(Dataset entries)
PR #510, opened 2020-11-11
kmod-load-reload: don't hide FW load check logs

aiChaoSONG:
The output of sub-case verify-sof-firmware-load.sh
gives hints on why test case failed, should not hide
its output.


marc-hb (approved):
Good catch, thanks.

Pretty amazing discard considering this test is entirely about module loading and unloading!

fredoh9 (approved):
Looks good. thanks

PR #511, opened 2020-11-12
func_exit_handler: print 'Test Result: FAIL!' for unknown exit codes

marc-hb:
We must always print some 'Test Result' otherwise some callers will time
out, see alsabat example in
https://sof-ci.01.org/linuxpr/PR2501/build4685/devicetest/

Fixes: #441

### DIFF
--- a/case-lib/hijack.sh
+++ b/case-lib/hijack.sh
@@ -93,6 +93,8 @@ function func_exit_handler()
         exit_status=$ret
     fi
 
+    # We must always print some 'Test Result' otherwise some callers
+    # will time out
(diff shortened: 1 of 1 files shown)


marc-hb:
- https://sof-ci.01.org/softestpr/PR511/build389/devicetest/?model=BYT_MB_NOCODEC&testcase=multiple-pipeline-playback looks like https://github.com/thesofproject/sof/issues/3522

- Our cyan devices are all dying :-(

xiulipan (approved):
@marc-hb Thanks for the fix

* * *

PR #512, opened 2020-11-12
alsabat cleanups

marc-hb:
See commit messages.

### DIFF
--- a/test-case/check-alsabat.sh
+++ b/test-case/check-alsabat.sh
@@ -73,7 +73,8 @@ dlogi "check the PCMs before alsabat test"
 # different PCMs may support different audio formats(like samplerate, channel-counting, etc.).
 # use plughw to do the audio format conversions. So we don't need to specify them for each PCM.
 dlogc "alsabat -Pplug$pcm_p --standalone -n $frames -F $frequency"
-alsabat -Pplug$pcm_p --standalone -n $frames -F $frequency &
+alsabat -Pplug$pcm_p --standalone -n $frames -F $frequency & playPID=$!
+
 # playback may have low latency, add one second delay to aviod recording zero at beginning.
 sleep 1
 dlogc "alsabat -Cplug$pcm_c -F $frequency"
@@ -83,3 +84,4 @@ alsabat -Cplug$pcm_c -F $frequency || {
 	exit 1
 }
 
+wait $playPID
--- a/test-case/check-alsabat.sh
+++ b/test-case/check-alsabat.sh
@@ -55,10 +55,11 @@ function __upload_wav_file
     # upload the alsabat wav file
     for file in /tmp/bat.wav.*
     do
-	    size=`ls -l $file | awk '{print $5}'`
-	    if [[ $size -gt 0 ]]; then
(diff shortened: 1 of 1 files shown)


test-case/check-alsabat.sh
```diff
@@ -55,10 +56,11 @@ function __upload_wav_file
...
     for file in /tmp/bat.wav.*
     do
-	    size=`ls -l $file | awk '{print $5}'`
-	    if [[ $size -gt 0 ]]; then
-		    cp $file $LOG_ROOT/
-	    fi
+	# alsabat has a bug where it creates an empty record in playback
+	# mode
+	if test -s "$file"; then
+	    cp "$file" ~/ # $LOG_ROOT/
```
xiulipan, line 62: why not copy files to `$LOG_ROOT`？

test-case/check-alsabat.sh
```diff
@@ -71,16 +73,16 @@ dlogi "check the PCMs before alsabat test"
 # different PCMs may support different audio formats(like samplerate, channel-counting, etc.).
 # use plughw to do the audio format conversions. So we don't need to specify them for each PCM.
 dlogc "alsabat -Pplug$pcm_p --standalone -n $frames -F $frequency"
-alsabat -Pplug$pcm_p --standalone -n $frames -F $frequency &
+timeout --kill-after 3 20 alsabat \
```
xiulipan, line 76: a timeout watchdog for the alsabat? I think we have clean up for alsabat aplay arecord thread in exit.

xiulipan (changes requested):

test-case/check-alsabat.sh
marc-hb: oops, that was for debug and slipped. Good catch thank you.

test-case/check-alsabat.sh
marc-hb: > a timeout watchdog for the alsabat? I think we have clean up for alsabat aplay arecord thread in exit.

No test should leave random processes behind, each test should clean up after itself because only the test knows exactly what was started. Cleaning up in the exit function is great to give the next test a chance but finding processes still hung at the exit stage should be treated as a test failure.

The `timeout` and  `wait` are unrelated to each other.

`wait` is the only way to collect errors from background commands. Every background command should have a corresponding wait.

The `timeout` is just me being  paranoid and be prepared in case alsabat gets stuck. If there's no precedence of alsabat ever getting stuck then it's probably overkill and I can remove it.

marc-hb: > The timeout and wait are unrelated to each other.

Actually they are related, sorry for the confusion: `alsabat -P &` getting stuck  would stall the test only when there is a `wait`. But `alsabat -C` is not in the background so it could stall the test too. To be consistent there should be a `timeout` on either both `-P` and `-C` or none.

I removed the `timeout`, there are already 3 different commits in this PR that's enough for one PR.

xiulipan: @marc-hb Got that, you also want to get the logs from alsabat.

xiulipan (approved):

=== Problem to solve ===
Whenever a line in the data holds "watchdog", copy that line.

=== Output of the exercise ===
xiulipan, line 76: a timeout watchdog for the alsabat? I think we have clean up for alsabat aplay arecord thread in exit.
marc-hb: > a timeout watchdog for the alsabat? I think we have clean up for alsabat aplay arecord thread in exit.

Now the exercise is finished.